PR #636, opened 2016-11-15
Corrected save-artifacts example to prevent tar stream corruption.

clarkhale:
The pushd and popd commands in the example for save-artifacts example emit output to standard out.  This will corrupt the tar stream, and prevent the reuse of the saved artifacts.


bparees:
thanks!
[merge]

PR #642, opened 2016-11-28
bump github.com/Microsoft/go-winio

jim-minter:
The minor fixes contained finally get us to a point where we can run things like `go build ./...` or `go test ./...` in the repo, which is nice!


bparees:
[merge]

# # # #

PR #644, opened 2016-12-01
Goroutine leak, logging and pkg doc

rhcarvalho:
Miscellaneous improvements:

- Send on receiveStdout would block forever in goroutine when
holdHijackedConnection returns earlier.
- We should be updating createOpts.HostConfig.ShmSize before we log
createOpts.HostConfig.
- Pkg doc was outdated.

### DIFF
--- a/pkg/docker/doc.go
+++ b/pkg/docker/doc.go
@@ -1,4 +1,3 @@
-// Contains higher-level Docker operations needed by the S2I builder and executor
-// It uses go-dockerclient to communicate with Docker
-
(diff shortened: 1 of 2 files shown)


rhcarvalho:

# # # #

## Work required
Return every line of the listing above that contains "save".

## Written solution
Corrected save-artifacts example to prevent tar stream corruption.
The pushd and popd commands in the example for save-artifacts example emit output to standard out.  This will corrupt the tar stream, and prevent the reuse of the saved artifacts.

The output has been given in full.